According to the present invention, it is possible to prevent the output voltage of the boost chopper circuit from becoming an overvoltage by a simpler circuit without the need for a comparator and a reference voltage as in the conventional case.

[Brief description of drawings]

FIG. 1 is a circuit diagram showing an embodiment of the present invention.

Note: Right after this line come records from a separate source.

PR #15133, opened 2021-07-30
Fix #14918 refactor while loop and int variable size

### LINKED ISSUE #14918: Refactor use of overflow in Ride.cpp
This code relies on an overflow:
https://github.com/OpenRCT2/OpenRCT2/blob/9383fcef410aa6a94e3ad07a8da4a2eba41fbdb8/src/openrct2-ui/windows/Ride.cpp#L1603-L1612

There are multiple occurrences like this, all of them should be changed.

This is prone to errors when things like either type or max value change.

SaadRehmanCS:


src/openrct2-ui/windows/Ride.cpp
```diff
@@ -1601,15 +1601,15 @@ static void window_ride_init_viewport(rct_window* w)
     else if (eax >= ride->num_vehicles && eax < (ride->num_vehicles + ride->num_stations))
     {
         StationIndex stationIndex = STATION_INDEX_NULL;
-        int32_t count = eax - ride->num_vehicles;
-        do
+        int count = eax - ride->num_vehicles;
```
duncanspumpkin, line 1604: we used the fixed width types in this codebase (or auto).

src/openrct2-ui/windows/Ride.cpp
```diff
@@ -1601,15 +1601,15 @@ static void window_ride_init_viewport(rct_window* w)
...
+        while (count >= 0)
```
duncanspumpkin, line 1605: Rename eax to `viewSelectionIndex`. The overflow that we are trying to avoid is `StationIndex stationIndex = STATION_INDEX_NULL + 1` instead you should make it something like this:
```
for (const auto& station : ride->stations){
    if (station.Start.isNull()){
        continue;
    }
    count--;
    if (count == 0){
       // L1614-1618 auto location = station.GetStart(); ....
    }
}
```

duncanspumpkin:
Also note this issue was just one example of likely multiple in the codebase so need to remember to not close this issue at the end of this PR.

SaadRehmanCS:
I've just implemented the listed changes, let me know if any other changes need to be made!

duncanspumpkin (approved):
All looks good. Have a look and see if you can find more instances where a variable is set to STATION_INDEX_NULL and is then incremented there will probably be some other ones in the codebase. Feel free to open new PRs for them.

src/openrct2-ui/windows/Ride.cpp
```diff
@@ -1598,28 +1598,30 @@ static void window_ride_init_viewport(rct_window* w)
...
         }
     }
-    else if (eax >= ride->num_vehicles && eax < (ride->num_vehicles + ride->num_stations))
+    else if (viewSelectionIndex >= ride->num_vehicles && viewSelectionIndex < (ride->num_vehicles + ride->num_stations))
     {
-        StationIndex stationIndex = STATION_INDEX_NULL;
-        int32_t count = eax - ride->num_vehicles;
-        do
+        int32_t count = viewSelectionIndex - ride->num_vehicles;
+
```
duncanspumpkin, line 1604: clang format isn't happy with the whitespace here i think you have a number of spaces either delete the spaces or remove the line completely to satisfy clang format (or even better run clang format locally its built into Visual Studio if that is what you are using)

ZehMatt:
Since this is your first PR you might want to add yourself to ```contributors.md```

ZehMatt (approved):
Thanks!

FIG. 2 is a circuit diagram showing a conventional example.

[Explanation of symbols]

 1 AC power supply 3 Full wave rectification circuit 4 DC power supply 5 Choke 6 Switch element 7 Diode 8 Capacitor 12 Multiplier 13 Control amplifier 14 Comparator 15 NAND circuit 16 NAND circuit 17 RS flip-flop 18 AND circuit 19 Drive circuit 21 Resistance 35 Diode 36 Transistor

Claims (5)

[Claims] 1. A choke 5 is provided between the output terminals of the DC power supply 4.
And the switch element 6 are connected in series, and the switch element 6
A series circuit of a diode 7 and a capacitor 8 is connected in parallel at both ends of the switch, and a switch control circuit 11 for controlling the on / off of the switch element 6 is provided. The on / off operation of the switch element 6 accumulates electromagnetic energy in the choke 5. In a step-up chopper circuit in which the energy is released to a capacitor 8 via the diode 7 to obtain a DC voltage, an overvoltage for stopping the on / off operation of the switch element 6 when the current flowing in the switch element 6 is a certain value or more. A boost chopper circuit, which is provided with a protection circuit 39. 2. The step-up chopper circuit according to claim 1, wherein the DC power supply 4 includes an AC power supply 1 and a rectifying circuit 3 that full-wave rectifies the AC power supply 1. 3. The switch control circuit 11 comprises a multiplier 1
2, control amplifier 13, comparator 14, NAND circuits 15 and 1
6. The step-up chopper circuit according to claim 1, further comprising: 6, an RS flip-flop 17, an AND circuit 18, and a drive circuit 19 that adjusts an output signal of the AND circuit 18. 4. A choke 5 is provided between the output terminals of the DC power supply 4.
And the switch element 6 are connected in series, and the switch element 6
A series circuit of a diode 7 and a capacitor 8 is connected in parallel at both ends of the switch, and a switch control circuit 11 for controlling on / off of the switch element 6 is provided, and electromagnetic energy is accumulated in the choke 5 by the on / off operation of the switch element 6. In the step-up chopper circuit, in which the energy is released to the capacitor 8 via the diode 7 to obtain a DC voltage, a resistor 21 for detecting a current flowing through the switch element 6 is provided, and the switch detected by the resistor 21 is provided. A step-up chopper circuit, which is provided with an overvoltage protection circuit 39 for stopping the drive of the switch control circuit 11 when the current flowing through the element 6 is above a certain level. 5. The overvoltage protection circuit 39 includes a diode 35 and a transistor 36, and the resistor 21 for detecting a current flowing through the switch element 6 is connected to the base terminal of the transistor 36 via the diode 35. The boost chopper circuit according to claim 4, wherein the boost chopper circuit is connected.